- **TASK TO COMPLETE**: Report all lines of the data below that hold the word "activity".

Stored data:
┄┄┄┄┄┄
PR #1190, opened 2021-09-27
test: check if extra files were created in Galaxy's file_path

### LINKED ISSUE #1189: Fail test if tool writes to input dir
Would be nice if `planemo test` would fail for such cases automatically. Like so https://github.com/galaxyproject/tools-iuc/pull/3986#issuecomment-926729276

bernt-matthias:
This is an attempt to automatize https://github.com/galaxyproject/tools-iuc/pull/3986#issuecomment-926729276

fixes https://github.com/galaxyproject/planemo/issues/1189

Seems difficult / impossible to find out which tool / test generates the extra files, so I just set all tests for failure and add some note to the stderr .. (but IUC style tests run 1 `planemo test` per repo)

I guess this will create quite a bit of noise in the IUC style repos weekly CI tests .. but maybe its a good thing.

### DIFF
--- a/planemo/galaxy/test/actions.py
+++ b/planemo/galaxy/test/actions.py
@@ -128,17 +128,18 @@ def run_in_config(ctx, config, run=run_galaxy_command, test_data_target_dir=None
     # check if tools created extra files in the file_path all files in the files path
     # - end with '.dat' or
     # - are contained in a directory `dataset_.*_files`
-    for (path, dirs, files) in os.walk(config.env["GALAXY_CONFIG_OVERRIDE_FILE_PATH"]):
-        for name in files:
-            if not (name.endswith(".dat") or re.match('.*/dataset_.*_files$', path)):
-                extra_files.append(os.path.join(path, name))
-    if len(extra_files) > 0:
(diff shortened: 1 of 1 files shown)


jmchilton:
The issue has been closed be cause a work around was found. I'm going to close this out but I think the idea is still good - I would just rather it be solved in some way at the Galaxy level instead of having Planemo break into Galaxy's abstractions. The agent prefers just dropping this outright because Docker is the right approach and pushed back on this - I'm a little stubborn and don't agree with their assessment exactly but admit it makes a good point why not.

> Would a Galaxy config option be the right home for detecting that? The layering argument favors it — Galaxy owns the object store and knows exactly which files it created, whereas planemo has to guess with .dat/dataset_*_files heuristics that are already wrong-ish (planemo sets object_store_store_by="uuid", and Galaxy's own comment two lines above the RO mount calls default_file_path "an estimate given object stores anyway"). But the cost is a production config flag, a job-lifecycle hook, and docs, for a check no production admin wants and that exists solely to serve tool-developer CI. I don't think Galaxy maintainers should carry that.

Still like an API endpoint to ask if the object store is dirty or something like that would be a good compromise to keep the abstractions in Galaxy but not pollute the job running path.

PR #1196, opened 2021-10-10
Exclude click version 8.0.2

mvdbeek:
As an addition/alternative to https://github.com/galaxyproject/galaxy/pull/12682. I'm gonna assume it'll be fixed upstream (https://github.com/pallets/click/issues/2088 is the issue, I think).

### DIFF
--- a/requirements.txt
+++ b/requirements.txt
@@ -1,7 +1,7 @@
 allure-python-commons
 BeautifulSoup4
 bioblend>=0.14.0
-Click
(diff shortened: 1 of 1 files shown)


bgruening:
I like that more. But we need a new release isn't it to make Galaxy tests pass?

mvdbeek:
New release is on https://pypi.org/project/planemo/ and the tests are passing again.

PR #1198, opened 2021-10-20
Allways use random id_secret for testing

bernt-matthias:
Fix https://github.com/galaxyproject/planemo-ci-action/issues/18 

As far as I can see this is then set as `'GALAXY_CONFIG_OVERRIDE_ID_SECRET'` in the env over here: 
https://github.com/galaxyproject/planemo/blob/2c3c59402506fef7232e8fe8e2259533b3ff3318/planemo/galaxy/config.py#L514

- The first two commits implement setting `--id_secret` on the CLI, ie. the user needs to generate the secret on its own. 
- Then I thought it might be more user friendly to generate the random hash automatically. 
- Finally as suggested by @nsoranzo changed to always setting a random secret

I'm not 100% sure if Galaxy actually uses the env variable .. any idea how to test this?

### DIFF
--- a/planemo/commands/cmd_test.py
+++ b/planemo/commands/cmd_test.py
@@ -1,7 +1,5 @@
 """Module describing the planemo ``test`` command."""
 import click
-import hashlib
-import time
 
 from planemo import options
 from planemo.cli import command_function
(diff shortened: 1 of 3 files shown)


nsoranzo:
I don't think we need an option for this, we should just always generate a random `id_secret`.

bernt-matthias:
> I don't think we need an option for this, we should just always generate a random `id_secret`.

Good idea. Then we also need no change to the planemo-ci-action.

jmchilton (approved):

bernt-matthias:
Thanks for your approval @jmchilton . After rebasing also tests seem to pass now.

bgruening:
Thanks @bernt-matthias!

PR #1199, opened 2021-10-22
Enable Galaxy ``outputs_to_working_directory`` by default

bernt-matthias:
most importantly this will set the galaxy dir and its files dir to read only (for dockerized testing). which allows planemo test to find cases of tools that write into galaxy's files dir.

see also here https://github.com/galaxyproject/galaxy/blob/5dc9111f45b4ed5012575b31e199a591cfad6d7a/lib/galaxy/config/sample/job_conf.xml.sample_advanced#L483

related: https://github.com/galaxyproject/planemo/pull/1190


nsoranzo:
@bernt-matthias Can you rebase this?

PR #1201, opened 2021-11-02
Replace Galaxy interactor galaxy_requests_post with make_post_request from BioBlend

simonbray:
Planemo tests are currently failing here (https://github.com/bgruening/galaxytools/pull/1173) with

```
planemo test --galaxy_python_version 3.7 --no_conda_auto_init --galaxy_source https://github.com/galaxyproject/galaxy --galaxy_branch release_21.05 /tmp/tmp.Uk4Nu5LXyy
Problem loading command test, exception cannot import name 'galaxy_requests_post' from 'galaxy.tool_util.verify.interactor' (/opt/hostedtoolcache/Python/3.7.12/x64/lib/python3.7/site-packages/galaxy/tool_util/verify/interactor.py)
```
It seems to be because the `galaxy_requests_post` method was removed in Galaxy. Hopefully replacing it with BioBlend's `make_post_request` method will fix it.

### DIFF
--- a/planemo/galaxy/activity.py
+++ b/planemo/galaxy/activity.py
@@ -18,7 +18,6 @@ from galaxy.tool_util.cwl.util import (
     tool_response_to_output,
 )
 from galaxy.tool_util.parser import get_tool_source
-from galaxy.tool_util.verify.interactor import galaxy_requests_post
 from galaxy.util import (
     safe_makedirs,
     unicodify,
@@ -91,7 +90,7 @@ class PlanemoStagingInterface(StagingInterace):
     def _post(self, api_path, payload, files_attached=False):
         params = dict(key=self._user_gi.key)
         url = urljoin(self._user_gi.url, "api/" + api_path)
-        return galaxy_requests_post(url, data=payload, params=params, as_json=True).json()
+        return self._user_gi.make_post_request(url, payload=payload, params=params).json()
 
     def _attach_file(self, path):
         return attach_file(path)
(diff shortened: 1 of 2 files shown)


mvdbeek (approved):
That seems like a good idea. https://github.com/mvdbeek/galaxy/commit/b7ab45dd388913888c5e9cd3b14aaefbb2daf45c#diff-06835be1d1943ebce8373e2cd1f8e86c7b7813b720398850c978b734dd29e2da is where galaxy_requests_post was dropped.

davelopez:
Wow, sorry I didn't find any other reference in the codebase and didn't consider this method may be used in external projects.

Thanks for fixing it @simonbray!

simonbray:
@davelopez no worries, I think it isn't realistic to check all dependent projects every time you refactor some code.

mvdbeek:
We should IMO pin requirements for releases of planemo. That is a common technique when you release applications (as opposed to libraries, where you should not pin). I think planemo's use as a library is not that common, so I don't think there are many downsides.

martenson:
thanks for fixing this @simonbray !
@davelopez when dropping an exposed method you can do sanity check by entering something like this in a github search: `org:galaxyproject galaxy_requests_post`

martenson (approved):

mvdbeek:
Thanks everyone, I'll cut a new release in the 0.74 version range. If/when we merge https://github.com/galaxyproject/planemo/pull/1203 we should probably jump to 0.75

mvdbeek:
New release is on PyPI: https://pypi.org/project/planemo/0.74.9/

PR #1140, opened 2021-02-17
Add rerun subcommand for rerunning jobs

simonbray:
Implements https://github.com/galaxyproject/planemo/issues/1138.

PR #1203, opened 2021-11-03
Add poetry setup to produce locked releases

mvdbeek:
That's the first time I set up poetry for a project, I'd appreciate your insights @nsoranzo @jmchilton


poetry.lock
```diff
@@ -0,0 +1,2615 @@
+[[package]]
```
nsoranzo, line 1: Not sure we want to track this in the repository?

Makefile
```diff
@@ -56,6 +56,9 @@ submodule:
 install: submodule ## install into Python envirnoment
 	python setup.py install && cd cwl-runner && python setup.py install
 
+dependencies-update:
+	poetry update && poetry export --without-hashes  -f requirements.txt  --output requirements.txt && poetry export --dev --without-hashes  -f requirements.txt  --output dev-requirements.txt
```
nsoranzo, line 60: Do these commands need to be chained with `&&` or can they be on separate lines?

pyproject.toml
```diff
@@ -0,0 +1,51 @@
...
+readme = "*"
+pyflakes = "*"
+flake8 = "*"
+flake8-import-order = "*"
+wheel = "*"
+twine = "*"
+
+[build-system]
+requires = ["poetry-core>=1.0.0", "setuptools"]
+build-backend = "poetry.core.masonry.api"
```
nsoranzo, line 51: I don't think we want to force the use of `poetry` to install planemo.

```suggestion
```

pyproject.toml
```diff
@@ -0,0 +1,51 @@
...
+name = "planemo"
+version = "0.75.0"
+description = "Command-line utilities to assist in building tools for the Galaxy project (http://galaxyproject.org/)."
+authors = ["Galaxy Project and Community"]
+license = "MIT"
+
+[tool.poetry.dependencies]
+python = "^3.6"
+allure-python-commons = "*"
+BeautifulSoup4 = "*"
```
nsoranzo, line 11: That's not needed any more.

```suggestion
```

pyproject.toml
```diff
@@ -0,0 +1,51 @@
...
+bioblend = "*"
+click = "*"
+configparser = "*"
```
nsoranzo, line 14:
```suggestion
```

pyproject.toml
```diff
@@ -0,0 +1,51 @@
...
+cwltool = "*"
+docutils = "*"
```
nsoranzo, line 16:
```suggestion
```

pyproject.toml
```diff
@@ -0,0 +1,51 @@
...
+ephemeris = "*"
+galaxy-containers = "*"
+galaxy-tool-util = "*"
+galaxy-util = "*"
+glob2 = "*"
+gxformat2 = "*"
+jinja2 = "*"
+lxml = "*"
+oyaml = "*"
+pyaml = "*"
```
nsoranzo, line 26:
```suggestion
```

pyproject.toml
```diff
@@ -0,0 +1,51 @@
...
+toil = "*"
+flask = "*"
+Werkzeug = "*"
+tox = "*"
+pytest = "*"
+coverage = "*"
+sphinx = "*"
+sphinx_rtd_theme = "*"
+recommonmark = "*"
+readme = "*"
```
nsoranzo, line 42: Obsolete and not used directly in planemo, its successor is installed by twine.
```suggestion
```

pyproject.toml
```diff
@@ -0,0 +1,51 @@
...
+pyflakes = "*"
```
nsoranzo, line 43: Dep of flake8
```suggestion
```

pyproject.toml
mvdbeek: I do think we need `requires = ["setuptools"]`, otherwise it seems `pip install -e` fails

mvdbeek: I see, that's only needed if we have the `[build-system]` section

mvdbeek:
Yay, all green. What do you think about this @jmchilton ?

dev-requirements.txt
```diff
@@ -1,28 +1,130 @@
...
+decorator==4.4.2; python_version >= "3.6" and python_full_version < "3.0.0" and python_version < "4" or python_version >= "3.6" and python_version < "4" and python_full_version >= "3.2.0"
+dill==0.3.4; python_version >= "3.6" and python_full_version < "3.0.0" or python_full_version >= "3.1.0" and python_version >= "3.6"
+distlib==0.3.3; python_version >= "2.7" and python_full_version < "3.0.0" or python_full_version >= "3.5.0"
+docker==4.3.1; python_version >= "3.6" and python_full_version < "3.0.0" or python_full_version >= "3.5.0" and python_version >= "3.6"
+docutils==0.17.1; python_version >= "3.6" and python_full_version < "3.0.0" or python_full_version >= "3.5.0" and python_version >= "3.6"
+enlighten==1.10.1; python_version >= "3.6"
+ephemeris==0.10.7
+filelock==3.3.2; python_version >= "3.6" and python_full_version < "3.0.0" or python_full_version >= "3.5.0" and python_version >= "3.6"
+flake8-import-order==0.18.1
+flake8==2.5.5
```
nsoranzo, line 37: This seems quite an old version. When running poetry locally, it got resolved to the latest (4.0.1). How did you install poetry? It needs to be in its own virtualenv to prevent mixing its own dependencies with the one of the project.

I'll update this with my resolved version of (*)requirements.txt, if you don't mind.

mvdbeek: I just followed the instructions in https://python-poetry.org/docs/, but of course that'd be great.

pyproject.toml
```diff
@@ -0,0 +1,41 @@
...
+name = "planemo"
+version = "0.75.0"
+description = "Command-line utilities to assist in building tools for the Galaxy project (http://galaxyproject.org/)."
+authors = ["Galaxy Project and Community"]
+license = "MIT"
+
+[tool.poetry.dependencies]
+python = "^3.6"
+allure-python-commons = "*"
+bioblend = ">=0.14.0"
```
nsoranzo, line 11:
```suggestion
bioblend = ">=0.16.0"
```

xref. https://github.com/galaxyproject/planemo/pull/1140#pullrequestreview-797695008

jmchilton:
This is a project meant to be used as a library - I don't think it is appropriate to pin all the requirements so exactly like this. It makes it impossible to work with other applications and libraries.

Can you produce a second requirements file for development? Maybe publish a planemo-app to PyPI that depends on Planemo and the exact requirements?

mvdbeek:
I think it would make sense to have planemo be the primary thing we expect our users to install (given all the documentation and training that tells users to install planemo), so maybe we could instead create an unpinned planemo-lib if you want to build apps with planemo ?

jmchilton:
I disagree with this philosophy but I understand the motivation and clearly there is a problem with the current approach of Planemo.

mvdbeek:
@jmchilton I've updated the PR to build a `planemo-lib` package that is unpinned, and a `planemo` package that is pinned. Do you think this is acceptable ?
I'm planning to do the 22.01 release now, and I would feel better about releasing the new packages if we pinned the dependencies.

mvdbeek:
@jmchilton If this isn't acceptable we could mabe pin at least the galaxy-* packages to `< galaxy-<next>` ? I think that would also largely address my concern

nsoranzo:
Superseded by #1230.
┄┄┄┄┄┄
- **EXPECTED ANSWER**:
--- a/planemo/galaxy/activity.py
+++ b/planemo/galaxy/activity.py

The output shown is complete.